Problem to solve:
Look through the material that follows and show every line with the string "reviewers".

= Beginning of Section =

Issue #768, opened 2023-06-13
Upgrade to latest `rust-dlc` and `rust-lightning`


luckysori:
With our debugging frenzy around https://github.com/get10101/10101/issues/692 we diverged significantly from upstream[^1] `rust-dlc` and `rust-lightning`.

We introduced our own fix in https://github.com/get10101/10101/pull/756, but since then Tibo has already fixed the same issue on latest `rust-dlc` and `rust-lightning`. By upgrading to latest, we will also be able to use the latest API for force-closing LN-DLC channels, as well as get some fixes surrounding that use-case. Furthermore, we will re-introduce some other fixes related to reconnecting during a DLC channel protocol.

[^1]: By upstream we of course mean the branches and forks maintained by Tibo.

holzeis:
@luckysori can you point me to tibos fix of the deadlock? I am a bit worried of a regression, removing our fix (that proved to be working) for a different fix.

Issue #664, opened 2023-05-19
Follow-up work to #612


luckysori:
Look at the PR description in https://github.com/get10101/10101/pull/612 for context.

This is primarily a reminder for myself that I don't want to forget about the corners we cut when working on #612.

holzeis:
I am removing MVP as the (my) follow up remarks are definitely not critical for MVP :)

luckysori:
[Tibo's recent updates](https://matrix.to/#/!YOUZSBmuJuaGzmxzaA:matrix.org/$Q9MYQy4v7LGbxZfibE2XZy-RYYo5KIlkVZkZjx3cOy4?via=matrix.org) to the forks we are using of `rust-dlc` and `rust-lightning` should be very relevant here.

Issue #663, opened 2023-05-19
Cannot broadcast transaction spending `StaticPaymentOutput`


luckysori:
We get a weird failure when calling `broadcast_transaction`. The very same transaction can be published using `sendrawtransaction` via `bitcoind`.

This only affects the party who did _not_ trigger the force-close of the LN-DLC channel.

holzeis:
related to #591

PR #771, opened 2023-06-14
Stabilise key dependencies

luckysori:
Fixes https://github.com/get10101/10101/issues/766 (they pass locally :D).
Fixes https://github.com/get10101/10101/issues/768.
Fixes https://github.com/get10101/10101/issues/664.
Fixes https://github.com/get10101/10101/issues/663 (we don't run into it and the app gets their money back [^1]).

The main motivation is to stay on top of the latest changes to `rust-lightning` and `rust-dlc`, whilst also definitively removing some of the things that we temporarily added during our latest bug hunt.

Some patches were also removed which might cause some controversy:

- https://github.com/get10101/rust-dlc/commit/ce78c25.
- https://github.com/get10101/rust-dlc/commit/cf3d1eb.
- https://github.com/get10101/rust-dlc/commit/304e85d.

In general reviewers are encouraged to take a look at the differences between these branches:

- For `rust-dlc` we are now using https://github.com/get10101/rust-dlc/commit/8fa3692 [^2] instead of https://github.com/get10101/rust-dlc/commit/2322288.

- For `rust-lightning` we are now using https://github.com/get10101/rust-lightning/commit/c65cb1c5 [^3] instead of https://github.com/get10101/rust-lightning/commit/939ebb43.

The differences are not so obvious because we diverged quite a bit. We still want to keep certain commits that haven't been upstreamed yet.

Other notable changes
---------------------

- Adapting to the new API to force-close the LN-DLC channel provided by `rust-dlc`. As such, we've modified some code around that and updated the `force_close_ln_dlc_channel` test accordingly.

- Introducing `wait_until_dlc_channel_state` to replace a lot of eager sleeps which led to slower and flakier tests.

- Enabling the configuration of the `dlc_manager_periodic_check_interval` and `sub_channel_manager_periodic_check_interval` viat the `LnDlcNodeSettings`. Originally this was added to be able to circumvent another issue, but the issue has now been fixed in
`rust-dlc`.

- Ensuring that we drop the `LnDlcNodeSettings` read lock as soon as possible so that we don't hold onto it during the sleeps of certain periodic tasks. This fixes a bug as in a previous version of this patch we were not able to update the settings in the tests, because there was always at least one read lock being held!

[^1]: The test can still be improved by making sure that the oracle unlocks a CET that pays to both parties. Atm we use an event whose attestation results in the coordinator getting the whole DLC output. This means that we are only verifying that the part of the LN channel that belongs to the app is returned.
[^2]: This branch is temporarily named `feature/ln-dlc-channels-114-tibo`.
[^3]: This branch is temporarily named `split-tx-experiment-114-tibo`.

### DIFF
--- a/crates/ln-dlc-node/src/tests/dlc/dlc_setup_with_reconnects.rs
+++ b/crates/ln-dlc-node/src/tests/dlc/dlc_setup_with_reconnects.rs
@@ -1,12 +1,11 @@
-use crate::node::dlc_channel::process_pending_dlc_actions;
+use crate::node::dlc_channel::sub_channel_manager_periodic_check;
 use crate::node::Node;
 use crate::tests::dummy_contract_input;
 use crate::tests::init_tracing;
-use crate::tests::wait_until;
+use crate::tests::wait_until_dlc_channel_state;
+use crate::tests::SubChannelStateName;
 use anyhow::Context;
 use bitcoin::Amount;
-use dlc_manager::subchannel::SubChannelState;
-use dlc_manager::Storage;
 use std::time::Duration;
 
 #[tokio::test]
@@ -47,25 +46,19 @@ async fn reconnecting_during_dlc_channel_setup() {
         .await
         .unwrap();
 
-    tokio::time::sleep(Duration::from_secs(2)).await;
-    coordinator.process_incoming_messages().unwrap();
-
-    app.reconnect(coordinator.info).await.unwrap();
-
-    let sub_channel = wait_until(Duration::from_secs(30), || async {
-        let sub_channels = coordinator
-            .dlc_manager
-            .get_store()
-            .get_offered_sub_channels()?;
-
-        let sub_channel = sub_channels
-            .iter()
-            .find(|sub_channel| sub_channel.counter_party == app.info.pubkey);
-
-        Ok(sub_channel.cloned())
-    })
+    // Process the app's `Offer`
+    let sub_channel = wait_until_dlc_channel_state(
+        Duration::from_secs(30),
+        &coordinator,
+        app.info.pubkey,
+        SubChannelStateName::Offered,
+    )
     .await
     .unwrap();
+
+    // This reconnect does not affect the protocol because the `Offer` has already been delivered to
+    // the coordinator
+    app.reconnect(coordinator.info).await.unwrap();
 
     coordinator
         .accept_dlc_channel_offer(&sub_channel.channel_id)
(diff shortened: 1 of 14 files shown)


holzeis:
> https://github.com/get10101/rust-dlc/commit/cf3d1eb.
> https://github.com/get10101/rust-dlc/commit/304e85d.

I am not against reverting these changes, but what does that mean for our existing production coordinator? Do we need to clear the dlc db for the mainnet coordiantor to work with these changes?

holzeis:
> Fixes https://github.com/get10101/10101/issues/766 (they pass locally :D).

Since the tests are not passing in the CI, I guess your changes are not fixing but only improving #766?

crates/ln-dlc-node/src/tests/dlc/dlc_setup_with_reconnects.rs
```diff
@@ -76,56 +69,47 @@ async fn reconnecting_during_dlc_channel_setup() {
     app.reconnect(coordinator.info).await.unwrap();
```
holzeis, line 69: 🤔 Can we be sure here, that the coordinator hasn't processed the accept message before the reconnect?

luckysori:
> > In general reviewers are encouraged to take a look at the differences between these branches:
> > 
> > * For rust-dlc we are now using [get10101/rust-dlc@8fa3692](https://github.com/get10101/rust-dlc/commit/8fa3692) [2](https://github.com/get10101/10101/pull/771#user-content-fn-2-bf02b6925d0d4225f01997aa004b35f1) instead of [get10101/rust-dlc@2322288](https://github.com/get10101/rust-dlc/commit/2322288).
> > * For rust-lightning we are now using [get10101/rust-lightning@c65cb1c5](https://github.com/get10101/rust-lightning/commit/c65cb1c5) [3](https://github.com/get10101/10101/pull/771#user-content-fn-3-bf02b6925d0d4225f01997aa004b35f1) instead of [get10101/rust-lightning@939ebb43](https://github.com/get10101/rust-lightning/commit/939ebb43).
> 
> The referenced change seem insignificant, unless the real changes are hiding in the changed dependency to our get10101 fork? Am I missing something?

The linked patches are just heads of branches. The branches themselves are referenced in the footnotes and also if you follow the links:

image

luckysori:
> > Fixes #766 (they pass locally :D).
> 
> Since the tests are not passing in the CI, I guess your changes are not fixing but only improving #766?

Yeah, at the moment we appear to still have at least one other flaky test. I will try to fix it tomorrow.

holzeis (approved):
LGTM 👍 

However, I did not review all changes implicit through the upgraded dependencies.

holzeis:
@luckysori https://github.com/get10101/rust-lightning/commit/6b059a7222997015141fb9aa44788f4a43732957#commitcomment-118021986

crates/ln-dlc-node/src/tests/dlc/dlc_setup_with_reconnects.rs
```diff
@@ -47,26 +46,20 @@ async fn reconnecting_during_dlc_channel_setup() {
...
+        &coordinator,
+        app.info.pubkey,
+        SubChannelStateName::Offered,
+    )
     .await
     .unwrap();
 
+    // This reconnect does not affect the protocol because the `Offer` has already been delivered to
+    // the coordinator
+    app.reconnect(coordinator.info).await.unwrap();
```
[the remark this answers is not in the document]
luckysori: I honestly would have removed this reconnect from the original test. I didn't quite understand the purpose.

crates/ln-dlc-node/src/tests/dlc/dlc_setup_with_reconnects.rs
luckysori: We can be sure in the sense that nothing happens unless we call `process_incoming_messages` (bad name because it also sends messages that are queued up) implicitly through `wait_until_dlc_channel_state` or `periodic_check` on the `SubChannelManager` implicitly through `sub_channel_manager_periodic_check`.

But we can certainly check that the message has not arrived yet, by asserting on the state of the app (should be `Offered`?) or maybe checking the coordinator's message queue manually.

crates/ln-dlc-node/src/tests/dlc/dlc_setup_with_reconnects.rs
```diff
@@ -76,56 +69,47 @@ async fn reconnecting_during_dlc_channel_setup() {
     app.reconnect(coordinator.info).await.unwrap();
 
     // Instruct coordinator to re-send the accept message
-    process_pending_dlc_actions(
+    sub_channel_manager_periodic_check(
```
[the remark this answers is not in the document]
luckysori: > An assertion that a message is pending would be nice here. Otherwise we are just implying that this will resend the accept message

Covered with my response above.

> Also shouldn't it be the confirm message? The accept message is sent by the app.

We never adapted these tests, so we are not fully mimicking what we do in production. That is, the app proposes the channel open and close in most of these tests (if not all).

luckysori:
I've merged #772 and #773 into this PR after getting approvals there.

crates/ln-dlc-node/src/tests/dlc/dlc_setup_with_reconnects.rs
holzeis: so isn't there a background task running automatically trying to process any incoming messages? If so, I think the asserting on the state should be fine. But, I think the `SubChannelState` of the app should be `Confirmed` after the coordinator processes the accept dlc channel offer?

btw. I noticed that in the tests we have the app and the coordinator roles inverted. But I guess that shouldn't have an implications.

luckysori:
> > > Fixes #766 (they pass locally :D).
> > 
> > 
> > Since the tests are not passing in the CI, I guess your changes are not fixing but only improving #766?
> 
> Yeah, at the moment we appear to still have at least one other flaky test. I will try to fix it tomorrow.

@holzeis: I've opened #774 and #775 to capture the two tests that are still flaky. The one related to the JIT payment is way more likely to happen as we could have probably guessed. I think we are safe to close #766 with this PR since it was too general anyway and it has fixed other tests that were intermittently failing because we used static sleeps.

luckysori:
> > > [get10101/rust-dlc@cf3d1eb](https://github.com/get10101/rust-dlc/commit/cf3d1eb).
> > > [get10101/rust-dlc@304e85d](https://github.com/get10101/rust-dlc/commit/304e85d).
> > 
> > 
> > I am not against reverting these changes, but what does that mean for our existing production coordinator? Do we need to clear the dlc db for the mainnet coordiantor to work with these changes?
> 
> I think before upgrading we should force-close all the LN-DLC channels that we have. And then purge the DLC database.

I've introduced https://github.com/p2pderivatives/rust-dlc/commit/3b277dcd7d573eac615fe2cecf0325c45413bcb9 which _should_ allow us to update mainnet without closing the problematic positions.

= End of Section =

Your response:
In general reviewers are encouraged to take a look at the differences between these branches:
> > In general reviewers are encouraged to take a look at the differences between these branches:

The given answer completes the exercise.